A Retrospective Look at the Present

By THERI ALYCE PICKENS

 

The Night Counter
By Alia Yunis
Three Rivers Press, 2009

Precious few books are written in the vein of Paule Marshall’s “Praisesong for the Widow.”  That is, not enough stories are told from the perspective of seasoned women.  In this way, Alia Yunis’s debut novel is a refreshing change. “The Night Counter” inverts the bildungsroman and invites us into a retrospective look at the present.  If her text feels long at times, it is because she has taken care to develop the characters – even the minor ones – exposing their humor, flaws, and charisma. The result is a finished product that traverses temporal, geographical, and emotional boundaries and forces us to examine who we are and how we got here.

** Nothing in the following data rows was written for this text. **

PR #1142, opened 2022-05-10
Added input and output parameters to rust sbp2json

adrian-kong:
# Description

`--input` and `--output` parameters to rust sbp2json, json2json, json2sbp

# JIRA Reference

https://swift-nav.atlassian.net/browse/DEVINFRA-738

### DIFF
--- a/rust/sbp2json/src/bin/json2json.rs
+++ b/rust/sbp2json/src/bin/json2json.rs
@@ -1,4 +1,7 @@
+use std::fs::File;
 use std::io;
+use std::io::{Read, Write};
+use std::path::PathBuf;
 
 use clap::Parser;
 use sbp::json::{CompactFormatter, HaskellishFloatFormatter};
@@ -12,10 +15,18 @@ static GLOBAL: mimalloc::MiMalloc = mimalloc::MiMalloc;
 ///
 /// Typical usage:
 ///
+///     json2json --input [PATH] --output [PATH]
+///
 ///     cat console-json-log.json | json2json
 #[derive(Debug, Parser)]
 #[clap(name = "json2json", verbatim_doc_comment)]
 struct Options {
+    /// Path to input file
+    input: Option<PathBuf>,
+
+    /// Path to output file
+    output: Option<PathBuf>,
+
     /// Print debugging messages to standard error
     #[clap(long)]
     debug: bool,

“The Night Counter” traces the history of the Abdullah family from the perspective of their matriarch, Fatima Abdul Aziz Abdullah.  Fatima believes she is dying and seeks to bequeath her home in Deir Zeitoon to her grandson, whose homosexuality she refuses to acknowledge.  As she awaits death, she keeps company with the wise Scheherazade, who regales her with the goings-on in the lives of Fatima’s eight children and multiple grandchildren: a recovering alcoholic, a flighty fortune-teller, a right wing Republican, a cancer survivor, an unwed teen mother, and so on.  The novel is intricately woven, but Yunis keeps the reader’s attention throughout, a testament to her ability to write clearly in multiple voices.

Fatima and Scheherazade make a comically odd, yet very likely pair.  At times, Fatima becomes the petulant daughter of Scheherazade and, in other moments, the roles reverse.  This constant ebb and flow in their relationship, the movement between the ethereal wisdom of the ages and the earthly wisdom of the years, encapsulates several of the main themes of the text.  As Scheherazade watches over Fatima’s progeny, their lives compel us to reckon with the legacy of early twentieth century Arab immigrants.  Yunis’ prose affirms the difference supposedly wrought by American soil, but remains skeptical of the distance – especially emotionally – that it creates.  Moreover, Yunis explores the meaning of growing old, a question that is usually tangential in ethnic American writing.  Fatima’s children, grandchildren, and even the wise Scheherazade constantly patronize her and attribute her behavior to an erratic nature germane to her age.  The omniscient narrator does not seem to endorse this view, but rather suggests that Fatima’s isolation is symptomatic of a larger familial ill.

Yunis has a gift for creating multiple compelling characters, from Fatima to her great granddaughter, Decimal, to the reinvented Scheherazade. These women are so complex that readers will feel as though they know them and still be surprised by them (much like Toni Morrison’s “Paradise”).  Alia Yunis does not just breathe life into her characters, she writes life itself: surprising, tender, funny, and compelling.